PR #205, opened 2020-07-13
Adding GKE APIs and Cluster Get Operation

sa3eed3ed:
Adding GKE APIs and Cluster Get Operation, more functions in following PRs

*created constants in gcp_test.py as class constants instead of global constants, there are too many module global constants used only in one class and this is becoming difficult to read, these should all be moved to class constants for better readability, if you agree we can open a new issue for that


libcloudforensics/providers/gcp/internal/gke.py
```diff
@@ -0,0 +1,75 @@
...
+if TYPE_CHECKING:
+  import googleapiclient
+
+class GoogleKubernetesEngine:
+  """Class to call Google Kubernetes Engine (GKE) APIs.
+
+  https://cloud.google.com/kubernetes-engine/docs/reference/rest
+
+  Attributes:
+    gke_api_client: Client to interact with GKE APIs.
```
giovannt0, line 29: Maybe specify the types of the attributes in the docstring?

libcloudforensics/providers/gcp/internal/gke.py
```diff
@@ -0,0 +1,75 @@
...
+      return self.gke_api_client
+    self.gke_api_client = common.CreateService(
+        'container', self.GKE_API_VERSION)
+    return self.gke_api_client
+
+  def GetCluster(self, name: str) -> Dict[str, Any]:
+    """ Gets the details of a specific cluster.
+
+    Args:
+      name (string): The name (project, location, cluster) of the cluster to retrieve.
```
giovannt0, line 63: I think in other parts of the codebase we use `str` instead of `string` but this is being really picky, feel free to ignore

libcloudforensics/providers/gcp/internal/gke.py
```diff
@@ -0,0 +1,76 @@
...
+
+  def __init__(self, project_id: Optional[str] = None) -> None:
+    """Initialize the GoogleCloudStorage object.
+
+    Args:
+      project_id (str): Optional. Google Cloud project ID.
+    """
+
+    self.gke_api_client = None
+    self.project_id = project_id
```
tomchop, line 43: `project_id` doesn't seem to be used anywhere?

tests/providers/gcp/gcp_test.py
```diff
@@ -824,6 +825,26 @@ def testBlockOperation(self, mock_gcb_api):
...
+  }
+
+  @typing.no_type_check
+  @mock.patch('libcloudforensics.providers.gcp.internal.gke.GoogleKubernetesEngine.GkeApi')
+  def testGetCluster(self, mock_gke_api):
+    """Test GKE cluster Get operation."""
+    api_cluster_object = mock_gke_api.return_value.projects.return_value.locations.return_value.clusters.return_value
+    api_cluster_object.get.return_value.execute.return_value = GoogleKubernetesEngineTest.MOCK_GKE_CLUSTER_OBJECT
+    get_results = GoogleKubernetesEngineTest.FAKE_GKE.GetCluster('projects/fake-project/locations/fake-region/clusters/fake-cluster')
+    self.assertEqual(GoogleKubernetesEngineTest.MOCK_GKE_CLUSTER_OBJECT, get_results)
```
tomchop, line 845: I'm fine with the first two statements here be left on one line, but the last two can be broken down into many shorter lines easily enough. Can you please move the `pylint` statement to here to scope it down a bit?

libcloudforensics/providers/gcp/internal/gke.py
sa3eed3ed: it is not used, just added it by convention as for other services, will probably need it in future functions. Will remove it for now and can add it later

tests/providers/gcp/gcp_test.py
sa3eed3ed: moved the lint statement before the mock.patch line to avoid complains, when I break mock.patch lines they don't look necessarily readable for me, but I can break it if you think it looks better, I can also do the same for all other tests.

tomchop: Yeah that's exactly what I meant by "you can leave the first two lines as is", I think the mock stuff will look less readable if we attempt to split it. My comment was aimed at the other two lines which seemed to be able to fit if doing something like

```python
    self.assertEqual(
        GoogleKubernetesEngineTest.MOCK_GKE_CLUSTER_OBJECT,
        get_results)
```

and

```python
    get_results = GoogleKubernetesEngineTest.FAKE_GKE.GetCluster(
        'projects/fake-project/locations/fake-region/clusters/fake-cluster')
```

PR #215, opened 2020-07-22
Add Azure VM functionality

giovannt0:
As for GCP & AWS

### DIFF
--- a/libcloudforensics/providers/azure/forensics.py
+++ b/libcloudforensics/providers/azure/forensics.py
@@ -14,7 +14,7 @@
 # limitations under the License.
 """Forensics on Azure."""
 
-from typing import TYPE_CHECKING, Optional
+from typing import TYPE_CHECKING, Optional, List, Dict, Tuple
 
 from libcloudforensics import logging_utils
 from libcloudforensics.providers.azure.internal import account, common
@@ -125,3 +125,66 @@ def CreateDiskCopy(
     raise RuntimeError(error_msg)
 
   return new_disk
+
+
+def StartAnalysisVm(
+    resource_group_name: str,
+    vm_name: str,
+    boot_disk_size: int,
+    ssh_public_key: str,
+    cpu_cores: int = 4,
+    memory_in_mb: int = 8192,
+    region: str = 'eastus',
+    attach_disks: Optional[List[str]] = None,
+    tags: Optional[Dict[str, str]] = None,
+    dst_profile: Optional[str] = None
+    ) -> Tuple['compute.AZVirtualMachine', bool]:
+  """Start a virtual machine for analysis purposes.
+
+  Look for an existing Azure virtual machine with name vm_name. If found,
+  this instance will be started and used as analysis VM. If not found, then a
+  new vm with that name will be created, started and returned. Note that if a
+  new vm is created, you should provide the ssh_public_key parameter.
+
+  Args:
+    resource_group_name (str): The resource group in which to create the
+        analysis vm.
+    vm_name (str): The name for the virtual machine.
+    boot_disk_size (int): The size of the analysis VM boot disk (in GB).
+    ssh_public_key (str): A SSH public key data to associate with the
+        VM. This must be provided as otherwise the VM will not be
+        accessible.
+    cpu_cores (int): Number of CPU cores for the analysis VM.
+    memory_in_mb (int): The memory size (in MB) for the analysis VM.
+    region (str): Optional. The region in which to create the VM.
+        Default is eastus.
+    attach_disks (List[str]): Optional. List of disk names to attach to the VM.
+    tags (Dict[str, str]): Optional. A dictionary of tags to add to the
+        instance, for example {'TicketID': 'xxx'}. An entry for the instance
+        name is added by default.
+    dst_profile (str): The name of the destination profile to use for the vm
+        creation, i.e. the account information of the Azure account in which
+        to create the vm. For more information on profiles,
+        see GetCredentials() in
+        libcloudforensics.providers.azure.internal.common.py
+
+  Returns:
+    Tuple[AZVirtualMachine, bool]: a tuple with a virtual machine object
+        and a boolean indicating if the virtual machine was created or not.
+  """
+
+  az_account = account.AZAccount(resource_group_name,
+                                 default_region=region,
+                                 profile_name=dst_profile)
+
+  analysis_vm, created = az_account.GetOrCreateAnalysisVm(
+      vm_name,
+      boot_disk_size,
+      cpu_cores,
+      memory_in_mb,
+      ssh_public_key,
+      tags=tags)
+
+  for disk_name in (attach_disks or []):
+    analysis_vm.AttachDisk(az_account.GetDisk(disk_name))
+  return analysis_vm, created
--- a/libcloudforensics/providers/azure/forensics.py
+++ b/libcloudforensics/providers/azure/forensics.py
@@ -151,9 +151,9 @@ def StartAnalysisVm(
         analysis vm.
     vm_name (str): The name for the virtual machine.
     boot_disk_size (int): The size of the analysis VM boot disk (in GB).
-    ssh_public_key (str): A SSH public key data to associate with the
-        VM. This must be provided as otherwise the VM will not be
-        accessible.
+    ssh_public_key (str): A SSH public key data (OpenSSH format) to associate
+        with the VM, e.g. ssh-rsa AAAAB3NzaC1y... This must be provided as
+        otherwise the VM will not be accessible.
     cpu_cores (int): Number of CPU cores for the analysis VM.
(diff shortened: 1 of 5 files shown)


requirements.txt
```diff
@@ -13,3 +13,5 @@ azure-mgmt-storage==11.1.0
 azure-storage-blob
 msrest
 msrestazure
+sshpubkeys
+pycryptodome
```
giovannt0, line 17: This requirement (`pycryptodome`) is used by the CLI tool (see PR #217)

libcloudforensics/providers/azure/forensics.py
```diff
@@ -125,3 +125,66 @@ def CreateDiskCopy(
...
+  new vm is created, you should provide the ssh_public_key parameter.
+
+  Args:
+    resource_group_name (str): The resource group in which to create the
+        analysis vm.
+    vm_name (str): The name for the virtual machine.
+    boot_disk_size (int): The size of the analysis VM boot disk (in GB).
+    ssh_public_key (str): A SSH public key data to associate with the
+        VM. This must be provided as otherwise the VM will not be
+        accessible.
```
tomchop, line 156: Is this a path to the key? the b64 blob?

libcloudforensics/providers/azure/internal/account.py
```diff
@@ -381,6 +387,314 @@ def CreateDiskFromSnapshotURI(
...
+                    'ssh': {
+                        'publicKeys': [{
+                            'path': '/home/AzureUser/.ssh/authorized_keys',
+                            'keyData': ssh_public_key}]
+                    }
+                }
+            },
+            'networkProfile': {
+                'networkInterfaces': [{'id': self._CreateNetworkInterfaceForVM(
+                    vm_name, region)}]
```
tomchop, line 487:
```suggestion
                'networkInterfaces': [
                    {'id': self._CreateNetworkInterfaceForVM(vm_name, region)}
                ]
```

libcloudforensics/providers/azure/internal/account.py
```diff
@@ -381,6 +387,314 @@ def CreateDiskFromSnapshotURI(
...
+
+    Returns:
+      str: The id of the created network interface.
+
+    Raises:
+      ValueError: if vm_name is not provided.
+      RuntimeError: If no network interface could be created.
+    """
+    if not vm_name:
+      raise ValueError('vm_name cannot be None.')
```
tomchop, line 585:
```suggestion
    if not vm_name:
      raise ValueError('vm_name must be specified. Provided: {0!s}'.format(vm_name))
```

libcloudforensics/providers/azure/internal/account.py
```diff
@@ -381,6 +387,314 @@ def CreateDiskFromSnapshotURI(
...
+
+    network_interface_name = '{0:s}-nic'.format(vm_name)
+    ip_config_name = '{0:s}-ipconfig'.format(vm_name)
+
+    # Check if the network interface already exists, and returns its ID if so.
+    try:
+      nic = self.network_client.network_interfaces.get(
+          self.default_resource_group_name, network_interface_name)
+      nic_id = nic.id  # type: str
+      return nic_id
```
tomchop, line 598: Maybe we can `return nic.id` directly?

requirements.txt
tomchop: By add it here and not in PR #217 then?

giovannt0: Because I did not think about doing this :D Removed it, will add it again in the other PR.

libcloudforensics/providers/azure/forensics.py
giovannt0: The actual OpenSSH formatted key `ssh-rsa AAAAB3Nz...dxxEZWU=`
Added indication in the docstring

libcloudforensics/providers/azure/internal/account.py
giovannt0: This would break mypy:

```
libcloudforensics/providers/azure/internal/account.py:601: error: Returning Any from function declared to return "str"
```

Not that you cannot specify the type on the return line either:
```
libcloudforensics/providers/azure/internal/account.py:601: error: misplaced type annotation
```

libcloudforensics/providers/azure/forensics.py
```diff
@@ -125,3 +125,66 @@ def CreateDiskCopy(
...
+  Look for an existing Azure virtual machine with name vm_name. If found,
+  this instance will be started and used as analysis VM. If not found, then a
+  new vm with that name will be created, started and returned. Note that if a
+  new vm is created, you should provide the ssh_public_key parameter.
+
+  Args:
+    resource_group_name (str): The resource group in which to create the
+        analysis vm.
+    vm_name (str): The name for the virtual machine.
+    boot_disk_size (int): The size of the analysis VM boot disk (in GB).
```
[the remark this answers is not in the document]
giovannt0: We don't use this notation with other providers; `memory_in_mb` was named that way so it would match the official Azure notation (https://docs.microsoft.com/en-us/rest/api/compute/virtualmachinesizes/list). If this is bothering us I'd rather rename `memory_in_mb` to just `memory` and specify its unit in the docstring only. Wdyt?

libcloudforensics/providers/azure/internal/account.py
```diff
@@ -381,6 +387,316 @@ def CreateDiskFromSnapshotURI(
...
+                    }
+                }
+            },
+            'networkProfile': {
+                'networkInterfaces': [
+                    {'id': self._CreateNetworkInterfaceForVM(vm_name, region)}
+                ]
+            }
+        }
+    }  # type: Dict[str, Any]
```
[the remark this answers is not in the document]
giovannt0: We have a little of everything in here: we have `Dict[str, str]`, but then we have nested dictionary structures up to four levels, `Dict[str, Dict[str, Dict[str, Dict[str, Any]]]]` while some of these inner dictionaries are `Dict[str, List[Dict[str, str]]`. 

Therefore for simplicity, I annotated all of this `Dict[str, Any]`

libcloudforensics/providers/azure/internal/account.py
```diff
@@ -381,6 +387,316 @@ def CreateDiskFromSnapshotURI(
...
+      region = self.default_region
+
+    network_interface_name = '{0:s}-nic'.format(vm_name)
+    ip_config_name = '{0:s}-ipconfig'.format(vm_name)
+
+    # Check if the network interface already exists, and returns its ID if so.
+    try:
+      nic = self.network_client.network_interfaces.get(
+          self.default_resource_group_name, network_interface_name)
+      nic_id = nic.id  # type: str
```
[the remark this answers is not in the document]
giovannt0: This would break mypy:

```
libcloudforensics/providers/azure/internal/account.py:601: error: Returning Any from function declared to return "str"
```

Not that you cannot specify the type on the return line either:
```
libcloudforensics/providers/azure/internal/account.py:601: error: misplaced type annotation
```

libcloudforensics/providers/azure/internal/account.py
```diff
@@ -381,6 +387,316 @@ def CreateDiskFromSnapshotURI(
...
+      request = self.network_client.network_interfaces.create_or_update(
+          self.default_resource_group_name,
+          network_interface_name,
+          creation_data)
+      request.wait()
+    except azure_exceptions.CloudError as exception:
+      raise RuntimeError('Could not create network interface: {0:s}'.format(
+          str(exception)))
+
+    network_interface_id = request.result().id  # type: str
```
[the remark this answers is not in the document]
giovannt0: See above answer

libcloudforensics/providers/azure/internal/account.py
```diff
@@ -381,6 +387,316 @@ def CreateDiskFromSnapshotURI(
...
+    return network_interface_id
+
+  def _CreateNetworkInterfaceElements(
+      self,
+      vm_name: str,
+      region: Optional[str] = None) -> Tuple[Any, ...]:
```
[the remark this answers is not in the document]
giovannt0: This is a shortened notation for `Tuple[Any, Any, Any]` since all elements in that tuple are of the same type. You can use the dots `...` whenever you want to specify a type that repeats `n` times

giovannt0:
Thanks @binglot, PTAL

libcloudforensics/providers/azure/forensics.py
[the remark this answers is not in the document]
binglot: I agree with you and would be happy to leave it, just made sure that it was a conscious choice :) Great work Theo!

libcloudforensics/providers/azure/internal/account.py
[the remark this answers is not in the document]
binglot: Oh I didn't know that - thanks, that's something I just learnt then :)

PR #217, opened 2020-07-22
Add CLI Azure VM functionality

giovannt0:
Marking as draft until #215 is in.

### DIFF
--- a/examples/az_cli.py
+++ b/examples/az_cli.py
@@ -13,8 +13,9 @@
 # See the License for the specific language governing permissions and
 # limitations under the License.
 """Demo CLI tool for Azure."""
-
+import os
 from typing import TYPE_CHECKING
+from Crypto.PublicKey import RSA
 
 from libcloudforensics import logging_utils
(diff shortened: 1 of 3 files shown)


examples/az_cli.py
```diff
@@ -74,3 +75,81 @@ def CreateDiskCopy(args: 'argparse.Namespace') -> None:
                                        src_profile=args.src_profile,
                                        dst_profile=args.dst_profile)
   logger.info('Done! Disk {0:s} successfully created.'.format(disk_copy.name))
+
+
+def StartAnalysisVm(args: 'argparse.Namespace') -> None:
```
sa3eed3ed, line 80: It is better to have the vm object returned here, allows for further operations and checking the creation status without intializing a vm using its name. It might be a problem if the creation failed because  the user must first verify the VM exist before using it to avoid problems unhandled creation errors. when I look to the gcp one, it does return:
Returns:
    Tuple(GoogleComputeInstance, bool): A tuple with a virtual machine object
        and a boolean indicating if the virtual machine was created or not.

> What is needed: Please filter the entries for the word "shortened" and copy the lines that have it.

> Result of the task:
(diff shortened: 1 of 5 files shown)
giovannt0: This is a shortened notation for `Tuple[Any, Any, Any]` since all elements in that tuple are of the same type. You can use the dots `...` whenever you want to specify a type that repeats `n` times
(diff shortened: 1 of 3 files shown)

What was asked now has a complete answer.